Trata-se de Apelação Cível interposta por IRINEU RECKZIEGEL, contra sentença proferida pelo juízo da Vara Única da Comarca de São José do Cedro, que nos autos da "Ação de Anulação de Ato Jurídico c/c Indenização por Danos Morais e Materiais", n. 0301072-80.2015.8.24.0065, ajuizada contra GILBERTO NUNES e outros, julgou improcedentes os pedidos formulados na exordial e condenou o autor ao pagamento das custas processuais e honorários advocatícios sucumbenciais, fixados em 10% (dez por cento) sobre o valor da causa atualizado (evento 111).
Em suas razões (evento 118), o apelante sustentou o desacerto do decisum impugnado, porquanto os elementos probatórios acostados aos autos demonstram que o autor não tinha a intenção de assinar o contrato como efetivo comprador, mas tão somente como avalista do negócio, tendo sido ludibriado pelos apelados. Afirmou que "foi enganado, ludibriado, induzido ao erro, como dito durante toda a instrução, está carregando um fardo pesado e insuportável por ser uma pessoa confiante, ingênua, humilde, idoso, com baixa instrução, cuja titularidade deste automóvel lhe foi impingida de modo desleal e ilícito, pelos apelados Gilberto e a Revenda de automóveis Gambatto, de São José do Cedro, tendo a BV Financeira acatado este ato ilícito, cobrando dele a dívida, engrossando o coro pela ofensa de sua dignidade e reputação comercial".

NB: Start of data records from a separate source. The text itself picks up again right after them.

PR #2085, opened 2024-04-23
Update Account object in AccountState after access token refresh.

GBakolas:
When the access token is refreshed the SDK gets also a new id token. The updated id token needs to be returned to the application. To avoid changes to the public interface thus having impact to the user of the SDK this solution updates the Account object in the existing AccountSate.


Yuki-YuXin (commented):
According to the discussion in the team channel, are we going to add tests in this PR?

GBakolas:
> According to the discussion in the team channel, are we going to add tests in this PR?
Yes but we will do it in a future PR because we also need to update the Mock API. I have already created a new ADO item for this.

Yuki-YuXin (approved):

SammyO (approved):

Ainda, argumentou que "diferente do alegado na sentença, o fato de o autor saber ler e escrever não pode fazer presumir que sabia do que exatamente estava sendo feito, passando da condição de avalista para proprietário registral. Uma pessoa pode sim ser enganada ardilosamente, pouco importando sua condição intelectual, ou seja, qualquer pessoa pode ser vítima de má-fé, de oportunistas engendrados, e nem por isso deve ser considerada culpada pelo que lhe causaram. Mas a sentença apregoada atribuiu-lhe as consequências do negócio viciado, como se culpa sua fosse, o que deveras, é deixar de reconhecer que alguém foi vítima de um golpe".
Pugnou, assim, pelo provimento do recurso, para reformar a sentença objurgada, a fim de seja reconhecida a invalidade do negócio jurídico, bem como os réus sejam condenados ao pagamento de indenização por danos morais e materiais.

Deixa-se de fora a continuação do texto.